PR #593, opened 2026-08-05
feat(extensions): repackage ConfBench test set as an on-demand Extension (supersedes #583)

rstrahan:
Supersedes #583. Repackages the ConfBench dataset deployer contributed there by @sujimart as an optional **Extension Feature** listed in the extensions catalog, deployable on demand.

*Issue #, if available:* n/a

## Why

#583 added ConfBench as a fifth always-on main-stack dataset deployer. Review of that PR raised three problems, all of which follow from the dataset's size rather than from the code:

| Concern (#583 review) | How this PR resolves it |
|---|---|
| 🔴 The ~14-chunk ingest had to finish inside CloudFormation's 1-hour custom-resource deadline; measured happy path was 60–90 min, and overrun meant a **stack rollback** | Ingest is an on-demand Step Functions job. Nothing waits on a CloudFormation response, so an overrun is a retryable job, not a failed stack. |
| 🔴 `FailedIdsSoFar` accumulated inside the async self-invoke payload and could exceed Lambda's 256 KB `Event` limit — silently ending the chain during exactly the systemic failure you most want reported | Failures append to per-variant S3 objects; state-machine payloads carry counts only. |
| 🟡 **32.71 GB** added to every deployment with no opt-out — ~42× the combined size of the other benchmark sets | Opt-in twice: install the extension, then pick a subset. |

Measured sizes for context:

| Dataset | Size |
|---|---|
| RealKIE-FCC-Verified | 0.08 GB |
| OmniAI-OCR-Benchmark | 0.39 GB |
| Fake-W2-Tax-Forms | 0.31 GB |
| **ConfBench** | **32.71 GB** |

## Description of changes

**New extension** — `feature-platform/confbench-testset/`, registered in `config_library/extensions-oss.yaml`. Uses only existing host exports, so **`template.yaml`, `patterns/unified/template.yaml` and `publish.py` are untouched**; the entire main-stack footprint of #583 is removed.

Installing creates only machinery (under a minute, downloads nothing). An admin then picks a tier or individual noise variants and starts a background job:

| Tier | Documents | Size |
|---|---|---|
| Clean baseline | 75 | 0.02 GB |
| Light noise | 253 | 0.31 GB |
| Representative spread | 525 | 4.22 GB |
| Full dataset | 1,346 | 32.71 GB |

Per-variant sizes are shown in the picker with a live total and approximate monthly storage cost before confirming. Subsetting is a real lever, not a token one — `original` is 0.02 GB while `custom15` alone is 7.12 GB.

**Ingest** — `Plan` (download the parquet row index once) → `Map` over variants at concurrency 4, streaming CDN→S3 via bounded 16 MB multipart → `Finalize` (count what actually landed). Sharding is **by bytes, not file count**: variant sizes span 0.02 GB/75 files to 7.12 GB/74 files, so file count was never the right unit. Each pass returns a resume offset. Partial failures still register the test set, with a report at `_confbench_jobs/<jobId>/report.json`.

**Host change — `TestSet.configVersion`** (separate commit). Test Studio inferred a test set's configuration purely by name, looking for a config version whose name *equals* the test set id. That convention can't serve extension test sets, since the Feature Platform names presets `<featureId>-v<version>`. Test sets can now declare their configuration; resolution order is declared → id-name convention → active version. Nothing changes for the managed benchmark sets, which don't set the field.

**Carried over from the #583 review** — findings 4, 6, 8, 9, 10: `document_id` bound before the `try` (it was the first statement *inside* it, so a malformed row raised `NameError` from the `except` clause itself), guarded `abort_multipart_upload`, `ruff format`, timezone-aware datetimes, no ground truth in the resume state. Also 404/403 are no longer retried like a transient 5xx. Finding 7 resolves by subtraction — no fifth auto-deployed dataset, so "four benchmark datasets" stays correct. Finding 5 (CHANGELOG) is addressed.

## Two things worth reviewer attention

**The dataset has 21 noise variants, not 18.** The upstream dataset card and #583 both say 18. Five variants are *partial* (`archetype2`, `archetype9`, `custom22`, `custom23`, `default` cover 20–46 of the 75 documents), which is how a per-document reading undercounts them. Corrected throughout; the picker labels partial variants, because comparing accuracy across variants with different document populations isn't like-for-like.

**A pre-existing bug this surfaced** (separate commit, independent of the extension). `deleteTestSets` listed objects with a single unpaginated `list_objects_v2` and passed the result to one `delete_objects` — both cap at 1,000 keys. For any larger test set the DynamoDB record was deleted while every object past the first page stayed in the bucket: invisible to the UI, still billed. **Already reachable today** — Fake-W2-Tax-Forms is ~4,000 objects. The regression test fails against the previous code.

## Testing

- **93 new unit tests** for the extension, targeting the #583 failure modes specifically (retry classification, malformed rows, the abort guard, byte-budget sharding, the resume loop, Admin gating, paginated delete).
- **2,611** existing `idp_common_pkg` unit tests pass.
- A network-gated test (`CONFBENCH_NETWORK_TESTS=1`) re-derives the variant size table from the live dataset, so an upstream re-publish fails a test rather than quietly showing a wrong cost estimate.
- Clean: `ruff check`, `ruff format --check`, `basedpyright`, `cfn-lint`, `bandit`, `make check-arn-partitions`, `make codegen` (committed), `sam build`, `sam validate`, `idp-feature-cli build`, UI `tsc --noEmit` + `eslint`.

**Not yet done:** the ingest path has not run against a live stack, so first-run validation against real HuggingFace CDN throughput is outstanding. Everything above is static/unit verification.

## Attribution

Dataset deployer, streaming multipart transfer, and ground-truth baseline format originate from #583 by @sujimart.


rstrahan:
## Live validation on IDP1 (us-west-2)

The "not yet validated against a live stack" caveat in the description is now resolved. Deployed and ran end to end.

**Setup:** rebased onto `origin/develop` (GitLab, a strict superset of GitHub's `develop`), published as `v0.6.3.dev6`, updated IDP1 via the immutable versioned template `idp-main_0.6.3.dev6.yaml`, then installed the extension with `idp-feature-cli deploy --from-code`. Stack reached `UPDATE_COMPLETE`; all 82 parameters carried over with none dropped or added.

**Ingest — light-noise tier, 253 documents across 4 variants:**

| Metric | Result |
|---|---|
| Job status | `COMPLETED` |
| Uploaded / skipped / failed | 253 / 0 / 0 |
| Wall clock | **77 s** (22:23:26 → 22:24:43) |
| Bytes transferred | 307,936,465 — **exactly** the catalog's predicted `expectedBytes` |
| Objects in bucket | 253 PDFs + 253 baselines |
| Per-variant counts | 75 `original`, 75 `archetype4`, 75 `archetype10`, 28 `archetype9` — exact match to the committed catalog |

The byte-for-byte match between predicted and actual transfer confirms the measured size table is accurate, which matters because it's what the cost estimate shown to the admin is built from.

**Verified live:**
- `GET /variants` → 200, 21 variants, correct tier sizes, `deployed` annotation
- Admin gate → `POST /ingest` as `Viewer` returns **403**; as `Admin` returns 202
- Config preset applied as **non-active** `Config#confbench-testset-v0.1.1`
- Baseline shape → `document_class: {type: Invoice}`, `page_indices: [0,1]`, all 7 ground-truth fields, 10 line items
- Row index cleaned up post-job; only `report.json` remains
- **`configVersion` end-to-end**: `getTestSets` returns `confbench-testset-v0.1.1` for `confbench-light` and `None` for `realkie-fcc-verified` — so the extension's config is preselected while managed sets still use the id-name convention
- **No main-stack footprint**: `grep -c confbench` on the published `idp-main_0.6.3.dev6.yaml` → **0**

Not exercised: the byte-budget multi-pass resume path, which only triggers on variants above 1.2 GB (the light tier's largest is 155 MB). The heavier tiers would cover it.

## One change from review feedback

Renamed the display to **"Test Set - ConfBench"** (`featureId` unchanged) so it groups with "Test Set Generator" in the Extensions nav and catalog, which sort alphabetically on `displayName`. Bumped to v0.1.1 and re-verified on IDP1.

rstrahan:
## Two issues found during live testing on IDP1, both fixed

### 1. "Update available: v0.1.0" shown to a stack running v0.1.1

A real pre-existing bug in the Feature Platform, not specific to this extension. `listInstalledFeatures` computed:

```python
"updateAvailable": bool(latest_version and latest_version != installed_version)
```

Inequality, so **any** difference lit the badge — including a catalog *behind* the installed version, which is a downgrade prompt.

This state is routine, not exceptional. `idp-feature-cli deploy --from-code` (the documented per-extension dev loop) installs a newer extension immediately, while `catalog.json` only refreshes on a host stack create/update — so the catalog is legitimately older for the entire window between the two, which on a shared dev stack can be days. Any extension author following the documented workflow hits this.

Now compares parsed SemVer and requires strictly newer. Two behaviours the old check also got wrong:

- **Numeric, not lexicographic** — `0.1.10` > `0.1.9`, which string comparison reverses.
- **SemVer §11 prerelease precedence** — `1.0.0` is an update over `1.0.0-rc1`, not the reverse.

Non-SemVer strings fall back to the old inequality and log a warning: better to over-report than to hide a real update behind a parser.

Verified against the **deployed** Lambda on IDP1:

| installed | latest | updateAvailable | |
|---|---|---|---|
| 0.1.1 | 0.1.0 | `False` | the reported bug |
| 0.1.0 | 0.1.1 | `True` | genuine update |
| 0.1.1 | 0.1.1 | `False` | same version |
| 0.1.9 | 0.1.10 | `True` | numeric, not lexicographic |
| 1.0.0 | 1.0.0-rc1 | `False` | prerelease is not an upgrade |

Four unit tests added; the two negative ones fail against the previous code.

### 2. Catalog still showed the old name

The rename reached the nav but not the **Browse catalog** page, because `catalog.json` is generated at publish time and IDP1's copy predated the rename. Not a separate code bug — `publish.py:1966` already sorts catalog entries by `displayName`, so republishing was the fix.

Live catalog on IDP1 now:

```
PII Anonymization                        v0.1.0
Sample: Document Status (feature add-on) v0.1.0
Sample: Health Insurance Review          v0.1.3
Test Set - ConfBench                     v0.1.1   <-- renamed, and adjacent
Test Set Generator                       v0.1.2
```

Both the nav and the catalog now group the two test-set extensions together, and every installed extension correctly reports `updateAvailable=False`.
--
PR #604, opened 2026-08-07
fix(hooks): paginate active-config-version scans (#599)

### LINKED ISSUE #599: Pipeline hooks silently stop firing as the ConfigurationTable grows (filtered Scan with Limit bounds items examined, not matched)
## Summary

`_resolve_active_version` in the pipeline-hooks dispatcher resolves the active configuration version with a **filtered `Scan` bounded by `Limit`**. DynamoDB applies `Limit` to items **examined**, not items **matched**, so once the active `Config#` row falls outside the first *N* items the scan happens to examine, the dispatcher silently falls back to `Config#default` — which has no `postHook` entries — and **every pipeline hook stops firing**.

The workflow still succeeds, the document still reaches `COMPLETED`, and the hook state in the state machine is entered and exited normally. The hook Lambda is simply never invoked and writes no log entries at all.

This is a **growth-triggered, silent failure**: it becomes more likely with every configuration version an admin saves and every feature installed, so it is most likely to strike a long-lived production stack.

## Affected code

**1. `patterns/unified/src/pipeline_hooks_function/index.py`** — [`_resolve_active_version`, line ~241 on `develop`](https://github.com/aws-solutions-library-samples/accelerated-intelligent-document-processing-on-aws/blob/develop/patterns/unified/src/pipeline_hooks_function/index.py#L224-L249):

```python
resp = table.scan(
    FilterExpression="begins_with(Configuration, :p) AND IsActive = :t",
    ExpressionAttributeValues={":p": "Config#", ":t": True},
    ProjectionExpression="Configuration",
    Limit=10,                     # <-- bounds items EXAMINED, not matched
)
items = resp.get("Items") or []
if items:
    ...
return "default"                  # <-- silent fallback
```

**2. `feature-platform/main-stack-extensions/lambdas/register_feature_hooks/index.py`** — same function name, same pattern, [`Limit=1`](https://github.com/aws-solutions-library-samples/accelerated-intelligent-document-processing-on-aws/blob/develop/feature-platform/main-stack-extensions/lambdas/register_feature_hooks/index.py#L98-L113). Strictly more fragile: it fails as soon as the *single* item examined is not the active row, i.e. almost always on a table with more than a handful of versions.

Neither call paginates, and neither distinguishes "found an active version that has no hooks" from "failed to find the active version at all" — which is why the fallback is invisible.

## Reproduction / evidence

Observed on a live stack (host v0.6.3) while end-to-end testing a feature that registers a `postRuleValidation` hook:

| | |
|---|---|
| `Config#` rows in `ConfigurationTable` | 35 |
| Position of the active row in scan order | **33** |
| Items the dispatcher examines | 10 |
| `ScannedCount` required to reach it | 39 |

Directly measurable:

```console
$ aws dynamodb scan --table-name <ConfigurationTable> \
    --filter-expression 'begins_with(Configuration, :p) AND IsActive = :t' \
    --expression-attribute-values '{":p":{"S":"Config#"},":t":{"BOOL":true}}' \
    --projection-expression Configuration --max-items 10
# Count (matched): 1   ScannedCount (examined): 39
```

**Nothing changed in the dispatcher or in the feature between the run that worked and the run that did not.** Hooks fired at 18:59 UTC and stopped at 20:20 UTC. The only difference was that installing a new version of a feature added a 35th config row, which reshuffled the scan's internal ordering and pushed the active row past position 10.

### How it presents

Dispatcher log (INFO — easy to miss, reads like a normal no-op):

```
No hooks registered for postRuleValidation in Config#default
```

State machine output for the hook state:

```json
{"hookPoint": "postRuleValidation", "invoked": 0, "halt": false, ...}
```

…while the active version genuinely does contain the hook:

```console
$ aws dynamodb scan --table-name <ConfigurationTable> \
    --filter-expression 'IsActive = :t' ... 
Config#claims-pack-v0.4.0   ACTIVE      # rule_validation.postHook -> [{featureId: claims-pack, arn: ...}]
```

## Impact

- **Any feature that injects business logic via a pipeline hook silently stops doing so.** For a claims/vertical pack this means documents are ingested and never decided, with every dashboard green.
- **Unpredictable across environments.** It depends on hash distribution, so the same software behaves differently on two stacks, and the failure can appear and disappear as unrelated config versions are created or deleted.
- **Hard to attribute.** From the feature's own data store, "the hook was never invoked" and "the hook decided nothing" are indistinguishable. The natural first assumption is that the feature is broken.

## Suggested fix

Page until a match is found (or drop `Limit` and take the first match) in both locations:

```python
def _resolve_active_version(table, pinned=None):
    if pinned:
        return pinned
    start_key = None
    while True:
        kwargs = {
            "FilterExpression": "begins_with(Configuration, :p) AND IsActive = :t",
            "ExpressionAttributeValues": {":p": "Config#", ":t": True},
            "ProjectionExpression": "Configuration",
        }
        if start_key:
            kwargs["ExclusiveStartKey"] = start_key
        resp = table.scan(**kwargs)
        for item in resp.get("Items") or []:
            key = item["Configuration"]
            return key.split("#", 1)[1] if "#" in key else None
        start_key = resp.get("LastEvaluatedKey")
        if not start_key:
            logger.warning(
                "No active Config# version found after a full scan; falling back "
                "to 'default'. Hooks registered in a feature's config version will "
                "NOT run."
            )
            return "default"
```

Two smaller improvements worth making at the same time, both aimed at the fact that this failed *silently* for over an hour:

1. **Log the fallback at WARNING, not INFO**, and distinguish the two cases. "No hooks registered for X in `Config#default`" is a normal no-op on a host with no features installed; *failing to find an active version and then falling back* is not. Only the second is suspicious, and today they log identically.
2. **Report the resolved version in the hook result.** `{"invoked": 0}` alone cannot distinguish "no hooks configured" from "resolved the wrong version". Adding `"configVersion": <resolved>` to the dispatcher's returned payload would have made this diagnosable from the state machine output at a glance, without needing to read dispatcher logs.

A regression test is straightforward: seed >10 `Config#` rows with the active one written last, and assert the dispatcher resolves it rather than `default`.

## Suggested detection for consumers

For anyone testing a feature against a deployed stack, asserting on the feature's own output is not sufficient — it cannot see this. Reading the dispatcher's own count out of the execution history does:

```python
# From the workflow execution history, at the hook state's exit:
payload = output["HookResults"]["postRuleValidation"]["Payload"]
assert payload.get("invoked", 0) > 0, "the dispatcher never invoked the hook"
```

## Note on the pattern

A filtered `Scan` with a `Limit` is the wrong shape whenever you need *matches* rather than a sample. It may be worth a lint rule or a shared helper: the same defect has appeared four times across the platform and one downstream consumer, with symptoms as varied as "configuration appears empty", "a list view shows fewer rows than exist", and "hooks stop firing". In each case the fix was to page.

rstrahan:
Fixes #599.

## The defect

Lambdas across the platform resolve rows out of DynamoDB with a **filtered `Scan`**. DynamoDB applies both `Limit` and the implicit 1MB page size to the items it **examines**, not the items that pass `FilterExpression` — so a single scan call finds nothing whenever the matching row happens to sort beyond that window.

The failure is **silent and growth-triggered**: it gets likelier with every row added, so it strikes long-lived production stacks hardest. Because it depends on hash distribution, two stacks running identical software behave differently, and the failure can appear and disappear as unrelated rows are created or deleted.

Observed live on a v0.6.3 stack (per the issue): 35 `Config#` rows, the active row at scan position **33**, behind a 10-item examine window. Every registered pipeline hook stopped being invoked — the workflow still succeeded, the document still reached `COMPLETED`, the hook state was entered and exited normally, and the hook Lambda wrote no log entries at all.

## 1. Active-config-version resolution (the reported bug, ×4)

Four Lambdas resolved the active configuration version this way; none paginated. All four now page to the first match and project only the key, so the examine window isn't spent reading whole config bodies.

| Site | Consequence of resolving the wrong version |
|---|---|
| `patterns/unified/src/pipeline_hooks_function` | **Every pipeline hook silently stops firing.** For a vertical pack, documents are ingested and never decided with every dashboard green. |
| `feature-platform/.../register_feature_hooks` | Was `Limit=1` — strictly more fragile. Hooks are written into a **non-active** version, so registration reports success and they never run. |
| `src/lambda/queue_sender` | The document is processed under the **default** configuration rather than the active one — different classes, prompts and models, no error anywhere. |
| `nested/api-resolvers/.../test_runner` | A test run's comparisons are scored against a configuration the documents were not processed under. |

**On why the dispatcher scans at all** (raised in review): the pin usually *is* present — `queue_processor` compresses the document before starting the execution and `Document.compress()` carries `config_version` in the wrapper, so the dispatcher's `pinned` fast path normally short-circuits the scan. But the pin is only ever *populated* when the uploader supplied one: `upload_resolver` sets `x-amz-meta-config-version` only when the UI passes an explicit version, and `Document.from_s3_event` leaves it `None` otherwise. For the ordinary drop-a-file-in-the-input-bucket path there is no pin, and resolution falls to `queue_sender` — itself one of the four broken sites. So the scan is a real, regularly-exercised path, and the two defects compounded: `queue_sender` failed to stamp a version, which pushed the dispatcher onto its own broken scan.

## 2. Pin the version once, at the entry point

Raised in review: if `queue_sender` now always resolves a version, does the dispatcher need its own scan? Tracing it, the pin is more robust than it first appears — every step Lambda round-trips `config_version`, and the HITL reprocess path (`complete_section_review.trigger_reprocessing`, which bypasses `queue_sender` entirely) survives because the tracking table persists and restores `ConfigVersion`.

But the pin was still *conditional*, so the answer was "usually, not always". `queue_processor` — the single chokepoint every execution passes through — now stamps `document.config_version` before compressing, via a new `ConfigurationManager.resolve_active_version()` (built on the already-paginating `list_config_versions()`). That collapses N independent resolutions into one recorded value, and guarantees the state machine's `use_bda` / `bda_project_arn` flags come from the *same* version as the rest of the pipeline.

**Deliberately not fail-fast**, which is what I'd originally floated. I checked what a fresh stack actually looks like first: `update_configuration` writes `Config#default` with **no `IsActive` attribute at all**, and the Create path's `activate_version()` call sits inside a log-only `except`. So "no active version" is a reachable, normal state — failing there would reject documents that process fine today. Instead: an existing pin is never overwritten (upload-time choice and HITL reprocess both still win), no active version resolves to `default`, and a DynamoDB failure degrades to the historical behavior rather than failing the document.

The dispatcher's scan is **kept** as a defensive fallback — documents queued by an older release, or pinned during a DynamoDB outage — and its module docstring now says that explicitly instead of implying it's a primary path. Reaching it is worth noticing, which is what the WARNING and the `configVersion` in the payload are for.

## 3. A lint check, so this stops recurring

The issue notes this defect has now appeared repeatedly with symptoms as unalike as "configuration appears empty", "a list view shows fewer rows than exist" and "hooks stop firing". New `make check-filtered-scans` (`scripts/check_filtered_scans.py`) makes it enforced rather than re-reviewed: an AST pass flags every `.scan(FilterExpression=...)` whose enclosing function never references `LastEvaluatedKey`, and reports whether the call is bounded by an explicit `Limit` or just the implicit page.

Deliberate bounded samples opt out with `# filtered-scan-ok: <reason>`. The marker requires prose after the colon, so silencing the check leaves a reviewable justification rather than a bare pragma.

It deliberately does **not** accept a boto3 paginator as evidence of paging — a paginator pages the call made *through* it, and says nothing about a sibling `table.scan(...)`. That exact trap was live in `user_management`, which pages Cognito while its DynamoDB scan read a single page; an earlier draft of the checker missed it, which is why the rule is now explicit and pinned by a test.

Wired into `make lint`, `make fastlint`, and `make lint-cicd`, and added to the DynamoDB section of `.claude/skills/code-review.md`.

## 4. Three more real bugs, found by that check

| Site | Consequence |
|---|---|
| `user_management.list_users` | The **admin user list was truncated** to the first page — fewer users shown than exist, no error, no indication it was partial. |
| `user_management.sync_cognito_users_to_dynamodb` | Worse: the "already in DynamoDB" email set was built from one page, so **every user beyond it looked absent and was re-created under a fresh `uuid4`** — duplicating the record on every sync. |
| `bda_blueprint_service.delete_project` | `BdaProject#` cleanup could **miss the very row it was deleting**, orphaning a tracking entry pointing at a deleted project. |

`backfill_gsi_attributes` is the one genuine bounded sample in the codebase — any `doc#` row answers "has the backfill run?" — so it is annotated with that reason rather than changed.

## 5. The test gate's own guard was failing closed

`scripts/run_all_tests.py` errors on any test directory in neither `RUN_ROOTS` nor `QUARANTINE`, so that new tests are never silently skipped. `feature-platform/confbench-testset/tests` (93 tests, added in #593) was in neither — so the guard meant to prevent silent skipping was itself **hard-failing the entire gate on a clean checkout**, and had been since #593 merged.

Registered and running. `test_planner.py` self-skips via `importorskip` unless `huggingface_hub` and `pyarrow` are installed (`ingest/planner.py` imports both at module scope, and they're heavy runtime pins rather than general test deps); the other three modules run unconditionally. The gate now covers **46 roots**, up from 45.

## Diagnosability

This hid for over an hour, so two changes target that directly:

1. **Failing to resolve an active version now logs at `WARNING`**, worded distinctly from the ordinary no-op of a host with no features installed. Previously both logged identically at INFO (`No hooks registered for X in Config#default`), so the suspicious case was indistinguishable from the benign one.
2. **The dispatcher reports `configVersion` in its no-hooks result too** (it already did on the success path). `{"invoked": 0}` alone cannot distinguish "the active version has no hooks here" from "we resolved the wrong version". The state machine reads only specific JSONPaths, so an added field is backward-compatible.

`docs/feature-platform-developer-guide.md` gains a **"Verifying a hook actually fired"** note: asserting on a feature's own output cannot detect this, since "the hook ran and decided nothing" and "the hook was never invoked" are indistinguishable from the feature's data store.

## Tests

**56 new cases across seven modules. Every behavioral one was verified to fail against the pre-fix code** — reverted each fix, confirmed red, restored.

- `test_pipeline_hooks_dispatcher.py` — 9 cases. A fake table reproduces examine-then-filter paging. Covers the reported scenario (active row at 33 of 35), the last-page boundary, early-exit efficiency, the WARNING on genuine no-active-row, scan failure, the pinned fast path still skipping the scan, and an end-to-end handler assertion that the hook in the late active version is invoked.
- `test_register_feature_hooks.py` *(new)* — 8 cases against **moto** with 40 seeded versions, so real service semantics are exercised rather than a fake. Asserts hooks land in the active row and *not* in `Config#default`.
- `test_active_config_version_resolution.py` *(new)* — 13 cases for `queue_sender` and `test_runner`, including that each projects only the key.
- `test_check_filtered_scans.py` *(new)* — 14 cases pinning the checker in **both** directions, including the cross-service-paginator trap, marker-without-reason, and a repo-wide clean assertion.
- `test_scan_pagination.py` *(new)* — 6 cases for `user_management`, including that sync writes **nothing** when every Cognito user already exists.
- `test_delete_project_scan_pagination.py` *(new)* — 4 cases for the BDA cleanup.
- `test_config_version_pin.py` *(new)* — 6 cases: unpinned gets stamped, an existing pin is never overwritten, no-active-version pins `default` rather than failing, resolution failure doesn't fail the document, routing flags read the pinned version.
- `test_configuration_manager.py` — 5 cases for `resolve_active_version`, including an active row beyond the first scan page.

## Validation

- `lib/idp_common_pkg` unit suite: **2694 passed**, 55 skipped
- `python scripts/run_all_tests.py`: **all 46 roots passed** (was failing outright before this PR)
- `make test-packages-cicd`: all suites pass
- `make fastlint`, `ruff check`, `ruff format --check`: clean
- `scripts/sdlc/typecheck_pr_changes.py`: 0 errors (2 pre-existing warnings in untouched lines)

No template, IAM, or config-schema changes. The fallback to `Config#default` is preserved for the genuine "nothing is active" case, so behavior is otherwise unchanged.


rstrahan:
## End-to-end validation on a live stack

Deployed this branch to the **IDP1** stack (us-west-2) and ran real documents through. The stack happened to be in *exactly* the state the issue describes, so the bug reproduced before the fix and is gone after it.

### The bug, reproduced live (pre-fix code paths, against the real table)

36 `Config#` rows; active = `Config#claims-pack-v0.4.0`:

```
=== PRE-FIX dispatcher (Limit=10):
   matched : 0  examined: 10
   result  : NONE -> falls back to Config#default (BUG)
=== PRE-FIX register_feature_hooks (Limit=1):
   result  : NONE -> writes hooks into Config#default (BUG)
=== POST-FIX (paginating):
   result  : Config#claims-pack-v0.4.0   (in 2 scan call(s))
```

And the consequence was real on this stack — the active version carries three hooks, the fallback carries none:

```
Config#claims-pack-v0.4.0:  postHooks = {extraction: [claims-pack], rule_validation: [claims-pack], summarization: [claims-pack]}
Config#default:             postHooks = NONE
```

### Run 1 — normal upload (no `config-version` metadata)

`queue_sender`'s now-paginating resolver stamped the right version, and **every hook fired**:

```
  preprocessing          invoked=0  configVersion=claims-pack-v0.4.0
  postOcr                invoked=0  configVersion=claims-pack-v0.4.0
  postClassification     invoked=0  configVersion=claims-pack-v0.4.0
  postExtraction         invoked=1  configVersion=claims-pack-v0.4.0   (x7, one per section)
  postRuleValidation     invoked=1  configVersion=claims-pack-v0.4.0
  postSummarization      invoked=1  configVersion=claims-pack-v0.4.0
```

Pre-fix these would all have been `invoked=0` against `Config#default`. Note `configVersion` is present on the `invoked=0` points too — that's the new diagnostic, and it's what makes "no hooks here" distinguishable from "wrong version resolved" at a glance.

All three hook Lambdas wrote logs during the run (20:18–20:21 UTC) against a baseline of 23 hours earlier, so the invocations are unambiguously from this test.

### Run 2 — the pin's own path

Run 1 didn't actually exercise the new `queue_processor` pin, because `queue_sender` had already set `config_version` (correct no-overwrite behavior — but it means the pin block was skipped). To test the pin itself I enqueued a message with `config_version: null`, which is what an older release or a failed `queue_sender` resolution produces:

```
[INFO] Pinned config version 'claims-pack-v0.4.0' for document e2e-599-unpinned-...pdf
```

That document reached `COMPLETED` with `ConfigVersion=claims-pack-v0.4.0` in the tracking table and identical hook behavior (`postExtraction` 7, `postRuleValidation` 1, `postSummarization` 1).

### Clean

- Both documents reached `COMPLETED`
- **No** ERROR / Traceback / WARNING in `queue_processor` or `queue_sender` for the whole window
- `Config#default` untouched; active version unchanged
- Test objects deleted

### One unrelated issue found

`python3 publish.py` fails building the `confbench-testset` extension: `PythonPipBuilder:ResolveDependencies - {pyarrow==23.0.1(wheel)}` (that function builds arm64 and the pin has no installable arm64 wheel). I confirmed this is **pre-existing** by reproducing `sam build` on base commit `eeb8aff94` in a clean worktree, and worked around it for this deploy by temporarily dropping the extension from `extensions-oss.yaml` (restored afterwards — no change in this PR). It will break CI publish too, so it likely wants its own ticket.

• _Exercise prompt_:
The required output is the stretch of entries above from the line containing "(22:23:26 → 22:24:43) |" through the line containing "- Admin gate", reproduced exactly.

• _Output for this exercise_:
| Wall clock | **77 s** (22:23:26 → 22:24:43) |
| Bytes transferred | 307,936,465 — **exactly** the catalog's predicted `expectedBytes` |
| Objects in bucket | 253 PDFs + 253 baselines |
| Per-variant counts | 75 `original`, 75 `archetype4`, 75 `archetype10`, 28 `archetype9` — exact match to the committed catalog |

The byte-for-byte match between predicted and actual transfer confirms the measured size table is accurate, which matters because it's what the cost estimate shown to the admin is built from.

**Verified live:**
- `GET /variants` → 200, 21 variants, correct tier sizes, `deployed` annotation
- Admin gate → `POST /ingest` as `Viewer` returns **403**; as `Admin` returns 202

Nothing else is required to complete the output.